Dalal Rahul S, Sabe Ashraf A, Elmadhun Nassrene Y, Ramlawi Basel, Sellke Frank W
Cardiovascular Research Center, Warren Alpert Medical School, Brown University, Providence, RI, USA.
Methodist DeBakey Heart & Vascular Center, Methodist Hospital, Houston, Texas, USA.
Braz J Cardiovasc Surg. 2015 Sep-Oct;30(5):520-32. doi: 10.5935/1678-9741.20150070.
Atrial fibrillation and neurocognitive decline are common complications after cardiopulmonary bypass. By utilizing genomic microarrays we investigate whether gene expression is associated with postoperative atrial fibrillation and neurocognitive decline.
Twenty one cardiac surgery patients were prospectively matched and underwent neurocognitive assessments pre-operatively and four days postoperatively. The whole blood collected in the pre-cardiopulmonary bypass, 6 hours after-cardiopulmonary bypass, and on the 4th postoperative day was hybridized to Affymetrix Gene Chip U133 Plus 2.0 Microarrays. Gene expression in patients who developed postoperative atrial fibrillation and neurocognitive decline (n=6; POAF+NCD) was compared with gene expression in patients with postoperative atrial fibrillation and normal cognitive function (n=5; POAF+NORM) and patients with sinus rhythm and normal cognitive function (n=10; SR+NORM). Regulated genes were identified using JMP Genomics 4.0 with a false discovery rate of 0.05 and fold change of >1.5 or <-1.5.
Eleven patients developed postoperative atrial fibrillation. Six of these also developed neurocognitive decline. Of the 12 patients with sinus rhythm, only 2 developed neurocognitive decline. POAF+NCD patients had unique regulation of 17 named genes preoperatively, 60 named genes six hours after cardiopulmonary bypass, and 34 named genes four days postoperatively (P<0.05) compared with normal patients.

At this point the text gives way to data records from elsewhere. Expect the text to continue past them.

PR #334, opened 2022-08-01
Report Prometheus version correctly

jnsgruk:
## Issue
The operator does not report the running version of Prometheus to Juju

## Solution
Report version during the `_configure` hook, and also add an `update-status` handler to report the version on each `update-status` event

### DIFF
--- a/src/charm.py
+++ b/src/charm.py
@@ -76,6 +76,7 @@ class PrometheusCharm(CharmBase):
         self.ingress = IngressPerUnitRequirer(self, relation_name="ingress", port=self._port)
 
         external_url = urlparse(self._external_url)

Pathway analysis demonstrated that these genes are involved in cell death, inflammation, cardiac remodeling and nervous system function.
Patients who developed postoperative atrial fibrillation and neurocognitive decline after cardiopulmonary bypass may have differential genomic responses compared to normal patients and patients with only postoperative atrial fibrillation, suggesting common pathophysiology for these conditions. Further exploration of these genes may provide insight into the etiology and improvements of these morbid outcomes.

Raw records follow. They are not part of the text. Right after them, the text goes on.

PR #335, opened 2022-08-02
Enable override of interface name

jnsgruk:
## Issue
The Prometheus `scrape_targets` config structure is used by quite a few different applications. The lib in its current form means that we'll always need to use the `prometheus_scrape` interface name for this library to work, which may introduce unforseen bugs if there are multiple apps using the same interface structure, and could get wired up wrong at runtime.

## Solution
This is submitted for discussion - and would enable the ability for charm developers to use the library for a custom relation name. The changes only cover `MetricsEndpointProvider` and `MetricsEndpointConsumer` at this point. I don't forsee the `MetricsEndpointAggregator` being universally useful in the same way.

### DIFF
--- a/lib/charms/prometheus_k8s/v0/prometheus_scrape.py
+++ b/lib/charms/prometheus_k8s/v0/prometheus_scrape.py
@@ -21,17 +21,17 @@ object from this charm library. For the simplest use cases, using the
 typically in the constructor of your charm (the one which exposes a
 metrics endpoint). The `MetricsEndpointProvider` constructor requires
 the name of the relation over which a scrape target (metrics endpoint)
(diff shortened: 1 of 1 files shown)


jnsgruk:
Debating in my mind if a better plan here is to fork the lib?

sed-i:
Iiuc, the working assumptions so far were:
- libs manage relations.
- we conduct ourselves as if relation interface names are unique throughout the ecosystem, and "owned" by one lib.

> multiple apps using the same interface structure

Would you mind clarifying the context?

jnsgruk:
Yeh, I'm gonna rethink this.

心房颤动和神经认知功能减退是体外循环后的常见并发症。通过使用基因组微阵列,我们研究基因表达是否与术后心房颤动和神经认知功能减退相关。
前瞻性地匹配了21例心脏手术患者,并在术前和术后4天进行了神经认知评估。在体外循环前、体外循环后6小时和术后第4天采集的全血与Affymetrix Gene Chip U133 Plus 2.0微阵列进行杂交。将发生术后心房颤动和神经认知功能减退的患者(n = 6;POAF+NCD)的基因表达与术后心房颤动且认知功能正常的患者(n = 5;POAF+NORM)以及窦性心律且认知功能正常的患者(n = 10;SR+NORM)的基因表达进行比较。使用JMP Genomics 4.0识别调控基因,错误发现率为0.05,倍数变化>1.5或<-1.5。
11例患者发生了术后心房颤动。其中6例还出现了神经认知功能减退。在12例窦性心律的患者中,只有2例出现了神经认知功能减退。与正常患者相比,POAF+NCD患者术前有17个命名基因、体外循环后6小时有60个命名基因、术后4天有34个命名基因受到独特调控(P<0.05)。通路分析表明,这些基因参与细胞死亡、炎症、心脏重塑和神经系统功能。
与正常患者和仅发生术后心房颤动的患者相比,体外循环后发生术后心房颤动和神经认知功能减退的患者可能具有不同的基因组反应,提示这些情况存在共同的病理生理学机制。对这些基因的进一步探索可能有助于深入了解这些疾病的病因并改善这些不良结局。